§ **Data section**:

PR #27876, opened 2024-06-18
fix(@angular/build): use Node.js available parallelism for default worker count

clydin:
The Node.js `os.availableParallelism` API now provides more accurate values when used within containers such as many CI environments. This provides a better default when using resource limited CI setups. The value is still set to a maximum default of four. However, the `NG_BUILD_MAX_WORKERS` environment variable can be used to set the value to an explicit value if required.


alan-agius4 (approved):

alan-agius4:

PR #27891, opened 2024-06-20
refactor(@angular/build): include Angular compiler plugin in private API

clydin:
Add `createCompilerPlugin` function to the private export of the package. Note that these are not considered part of the public API and are intended for use only with the `@angular-devkit/build-angular` package.


alan-agius4 (approved):

alan-agius4:

PR #29491, opened 2025-01-27
refactor(@angular/ssr): drain node stream

alexfriesen:
## PR Checklist

## PR Type

- [ ] Bugfix
- [ ] Feature
- [ ] Build related changes
- [ ] CI related changes

writeResponseToNodeResponse will stream an response without draining.

Issue Number: N/A

## What is the new behavior?

Node.js streams should be drained to ensure efficient and uninterrupted data flow. This PR adds draining logic to `writeResponseToNodeResponse`

- [ ] Yes
- [x] No

## Other information

I'm not sure if all checks will pass. Bazel is a weird alien to me

### DIFF
--- a/packages/angular/ssr/node/src/response.ts
+++ b/packages/angular/ssr/node/src/response.ts
@@ -71,7 +71,10 @@ export async function writeResponseToNodeResponse(
         break;
       }
 
-      (destination as ServerResponse).write(value);
+      const canContinue = (destination as ServerResponse).write(value);
+      if (!canContinue) {
+        await new Promise<void>((resolve) => destination.once('drain', resolve));
+      }
     }
   } catch {
     destination.end('Internal server error.');


packages/angular/ssr/node/src/response.ts
```diff
@@ -52,27 +53,49 @@ export async function writeResponseToNodeResponse(
...
-      if (done) {
-        destination.end();
-        break;
+      if (error) {
+        destination.destroy(error);
       }
+    }
 
-      (destination as ServerResponse).write(value);
+    function handleStream({
```
alan-agius4: The new logic seems a bit hard to follow. In my opinion, it could be simplified significantly by using `async/await` instead of relying on callbacks. Additionally, the use of `handleStream` could be avoided, which would make the flow cleaner and easier to understand.


```ts
destination.on('close', handleClose);
destination.on('error', handleError);

try {
  while (true) {
    const { done, value } = await reader.read();
    if (done) {
      destination.end();
      break;
    }

    if (!(destination as ServerResponse).write(value)) {
      await new Promise<void>((resolve) => destination.once('drain', resolve));
    }
  }
} catch (error) {
  handleError(error);
} finally {
  handleClose();
}
```

packages/angular/ssr/node/src/response.ts
```diff
@@ -52,27 +53,49 @@ export async function writeResponseToNodeResponse(
...
     }
+
+    destination.on('close', cancelStream);
+    destination.on('error', cancelStream);
+    reader.read().then(handleStream, cancelStream);
+
+    // Return a promise that resolves when the stream is closed
+    return reader.closed.finally(() => {
+      // cleanup listeners
+      (destination as ServerResponse).off('close', cancelStream);
```
alan-agius4, line 98: Type casting here is redundant.

alan-agius4 (changes requested):
Thanks for your contribution. 

- Please squash the commits.
- In the commit message body, can you please context of the change. This is important for future users that are checking the diff to see what certain code has been done etc..

alan-agius4 (approved):

alan-agius4:

PR #29510, opened 2025-01-28
refactor(@angular/build): allow component update invalidation from client

clydin:
If HMR is enabled, a component update has the potential to be unsupported at runtime or may cause an exception. While build time analysis attempts to verify that an update is possible, there could be cases that are as of yet unknown. For those cases, the runtime can now signal this information back to the development server which will clear the errant component update and trigger a full page reload. This action will be logged to the development server console along with an optional message from the client.

### DIFF
--- a/packages/angular/build/src/builders/dev-server/vite-server.ts
+++ b/packages/angular/build/src/builders/dev-server/vite-server.ts
@@ -457,6 +457,41 @@ export async function* serveWithVite(
         }
       });
 
+      // Setup component HMR invalidation
+      // Invalidation occurs when the runtime cannot update a component
+      server.hot.on(
+        'angular:invalidate',
+        (data: { id: string; message?: string; error?: boolean }) => {
+          if (typeof data?.id !== 'string') {
+            context.logger.warn(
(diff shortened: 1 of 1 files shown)


packages/angular/build/src/builders/dev-server/vite-server.ts
```diff
@@ -457,6 +457,41 @@ export async function* serveWithVite(
...
+            );
+          } else {
+            context.logger.warn(
+              `Component update unsupported${data.message ? `: ${data.message}` : '.'}`,
+            );
+          }
+
+          server?.ws.send({
+            type: 'full-reload',
+            path: '*',
```
crisbeto, line 489: Does this mean that the same page will be reloaded or will it go back to the root?

crisbeto (approved):

packages/angular/build/src/builders/dev-server/vite-server.ts
alan-agius4: Same page.

clydin:

PR #29518, opened 2025-01-29
fix(@angular/ssr): redirect to locale pathname instead of full URL

### LINKED ISSUE #29514: Angular AppEngine i18 redirect includes full domain
### Command

build

### Is this a regression?

_No response_

### Description

While serving a i18n using AngularNodeAppEngine, the base path i18n redirect uses the full URL to do the 302 redirect to i18n subpaths.

https://github.com/angular/angular-cli/blob/main/packages/angular/ssr/src/app-engine.ts#L120

If the application is not served directly on the real domain (ex: using a cdn or cloud run), the redirect issued is redirecting to the bad domain.

```
browser : example.com  ----> cdn/reverse proxy  ---> app.cloud.run.domain
                                                                |
                                                           redirect 302 to
   browser            <----------------------------  app.cloud.run.domain/de/
       |                                                         
handle redirect       ------------------------------> app.cloud.run.domain/de/
```

Only redirecting to `/de/` path  instead of full url should be enough.

### Minimal Reproduction

Create a ssr i18n app 
Host it on google cloud run (url : `app.cloud.run.domain`)
Point to it using any cdn/reverse proxy (url: `example.com`)
Navigate to naked domain `example.com`
Browser is redirected to `app.cloud.run.domain/de`

### Exception or Error

```text

```

### Your Environment

```text
Angular CLI: 19.1.4
Node: 22.6.0
Package Manager: npm 10.8.2
OS: linux x64

Angular: 19.1.3
... localize, platform-browser, platform-browser-dynamic
... platform-server, router, service-worker

@angular-devkit/architect       0.1901.4
@angular-devkit/build-angular   19.1.4
@angular-devkit/core            19.1.4
@angular-devkit/schematics      19.1.4
@angular/cli                    19.1.4
@angular/ssr                    19.1.4
@schematics/angular             19.1.4
```

### Anything else relevant?

_No response_

alan-agius4:
When redirecting to the preferred locale, the previous implementation used the full URL for the 302 redirect to i18n subpaths based on the user's preferred locale. This update ensures that the redirect now uses the locale-specific pathname instead of the full URL.

Closes #29514

### DIFF
--- a/packages/angular/ssr/src/app-engine.ts
+++ b/packages/angular/ssr/src/app-engine.ts
@@ -97,8 +97,8 @@ export class AngularAppEngine {
     const { basePath, supportedLocales } = this.manifest;
 
     // If the request is not for the base path, it's not our responsibility to handle it.
-    const url = new URL(request.url);
-    if (url.pathname !== basePath) {
+    const { pathname } = new URL(request.url);
+    if (pathname !== basePath) {
       return null;
     }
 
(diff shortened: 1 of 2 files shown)


devversion (approved):

alan-agius4:

PR #29545, opened 2025-01-30
build: re-enable latest version checks during release

alan-agius4:
This commit restores the latest version checks, which are now fixed by using the stamped versions.

### DIFF
--- a/scripts/release-checks/dependency-ranges/latest-versions-check.mts
+++ b/scripts/release-checks/dependency-ranges/latest-versions-check.mts
@@ -6,30 +6,33 @@
  * found in the LICENSE file at https://angular.dev/license
  */
 
-import { readFile } from 'node:fs/promises';
+import { createRequire } from 'node:module';
+import { fileURLToPath } from 'node:url';
 import semver from 'semver';
 
-export async function checkSchematicsAngularLatestVersion(
-  newVersion: semver.SemVer,
-): Promise<string[]> {
-  const { dependencies } = JSON.parse(
-    await readFile('./packages/schematics/angular/utility/latest-versions/package.json', 'utf-8'),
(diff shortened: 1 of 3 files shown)


scripts/release-checks/dependency-ranges/latest-versions-check.mts
```diff
@@ -6,30 +6,31 @@
...
-  newVersion: semver.SemVer,
-): Promise<string[]> {
-  const { dependencies } = JSON.parse(
-    await readFile('./packages/schematics/angular/utility/latest-versions/package.json', 'utf-8'),
-  );
+export function checkSchematicsAngularLatestVersion(newVersion: semver.SemVer): string[] {
+  // Root of the Angular CLI project.
+  const root = fileURLToPath(new URL('../../../', import.meta.url));
+  const rootRequire = createRequire(root);
+  const { latestVersions } = rootRequire('./dist/@schematics/angular/utility/latest-versions.js');
```
devversion, line 17: Is `dist/` guaranteed to be existent here? Seems like an assumption that is potentially brittle. Also the `createRequire` is not super great :(

alan-agius4: Yes, the NPM packages are always built in the `dist` https://github.com/angular/angular-cli/blob/c0d20e05c3470ff69576227d03cb913b1ab1337f/scripts/build-packages-dist.mts#L37


Regarding `createRequire`, I agree that using a `RegExp` could work. However, I lean toward this approach since it minimizes the risk of false positives or negatives.

devversion: Ideally we'd somehow pass the packages and their artifact paths to the pre=release checks, but that's not possible right now, so LGTM

PR #29550, opened 2025-01-31
refactor(@angular/ssr): simplify preload append logic in metadata

alan-agius4:
Replace `filter` and `map` with a `for...of` loop to improve readability in the preload append logic within metadata.


clydin (approved):

alan-agius4:

PR #29552, opened 2025-01-31
ci: configure codeql locally within the repo to allow for customization

josephperrott:
Moving to the configuration being in the repo allows us to specify which specific rules are run in analysis.


alan-agius4 (approved):

alan-agius4:

PR #29569, opened 2025-02-04
fix(@angular/build): avoid pre-transform errors with Vite pre-bundling

clydin:
Vite 6.0 change the option location of the `preTransformRequests` to the `dev` section of the Vite configuration. While the previous `server` section option of the same name is still present, it currently does not change behavior when configured.


alan-agius4 (approved):

alan-agius4:

PR #29570, opened 2025-02-04
fix(@angular/build): always provide Vite client helpers with development server

### LINKED ISSUE #29556: --live-reload=false results in error: The requested module '/@vite/client' does not provide an export named 'injectQuery'

Don't known / other

### Is this a regression?

Yes

### Description

When certain third-party dependencies are used in conjunction with `--live-reload=false`, the application fails to load in Angular v19:

```
Uncaught SyntaxError: The requested module '/@vite/client' does not provide an export named 'injectQuery' (at chunk-QRJ2NFPW.js?v=4363c128:1:10)
```

Removing `--live-reload=false` from the `ng serve` command results in the application working again. It also worked in Angular v18 (with `--live-reload=false`).

I have found this issue with the `@arcgis/core` dependency.

To replicate:

`npm i @arcgis/core`

Then in `app.component.ts` or `main.ts`, add an import for a file from the library (add a `console.log` to prevent dependency from being optimized away):

```
import FeatureLayer from '@arcgis/core/layers/FeatureLayer'

console.log(FeatureLayer)
```

Then run the app using:

`ng serve --live-reload=false --host=127.0.0.1`

Repro of this issue with `@arcgis/core` is available here:

https://stackblitz.com/edit/stackblitz-starters-vmdnvkkn?file=src%2Fmain.ts

Another user reported this error with the pdf.js library on this StackOverflow thread:

https://stackoverflow.com/questions/79391578/angular-19-and-vite-throwing-error-about-named-export-injectquery

StackBlitz demo for the pdfjs dependency (from above thread):

https://stackblitz.com/edit/node-c5u2pyx6?file=package.json

https://stackblitz.com/edit/stackblitz-starters-vmdnvkkn?file=src%2Fmain.ts

```true
Uncaught SyntaxError: The requested module '/@vite/client' does not provide an export named 'injectQuery' (at chunk-QMHRUMYA.js:1:10)
```

```true
Angular CLI: 19.1.5
Node: 22.13.1
Package Manager: npm 10.9.2
OS: win32 x64

Angular: 19.1.4

```

### Anything else?

Inspecting `@vite/client` file via dev tools shows that it is empty:

Image

clydin:
In addition to the WebSocket code, the Vite client module contains helper functions which may be injected into modules at request time. These helpers are required for certain behavior to function. Previously, when `--no-live-reload` was used, these helpers may not have been available which led to runtime errors. These runtime errors will no longer occur. However, the browser console will now log that the Vite client cannot connect to the development server WebSocket. This is expected in this case since live reload functionality was disabled and the server side is intentionally not available.

Closes #29556

### DIFF
--- a/packages/angular/build/src/builders/dev-server/vite-server.ts
+++ b/packages/angular/build/src/builders/dev-server/vite-server.ts
@@ -854,7 +854,6 @@ export async function setupServer(
         outputFiles,
         templateUpdates,
         external: externalMetadata.explicitBrowser,
-        skipViteClient: serverOptions.liveReload === false && serverOptions.hmr === false,
       }),
     ],
     // Browser only optimizeDeps. (This does not run for SSR dependencies).


packages/angular/build/src/builders/dev-server/vite-server.ts
```diff
@@ -854,7 +854,6 @@ export async function setupServer(
         outputFiles,
```
alan-agius4, line 854: Can you also please remove from `skipViteClient` from packages/angular/build/src/tools/vite/plugins/angular-memory-plugin.ts?

clydin: adjusted the option name to better reflect its new behavior.

dgp1130:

§ **Exercise details**:
Copy out each line of the material above that holds the word "checkSchematicsAngularLatestVersion".

§ **Exercise result**:
-export async function checkSchematicsAngularLatestVersion(
+export function checkSchematicsAngularLatestVersion(newVersion: semver.SemVer): string[] {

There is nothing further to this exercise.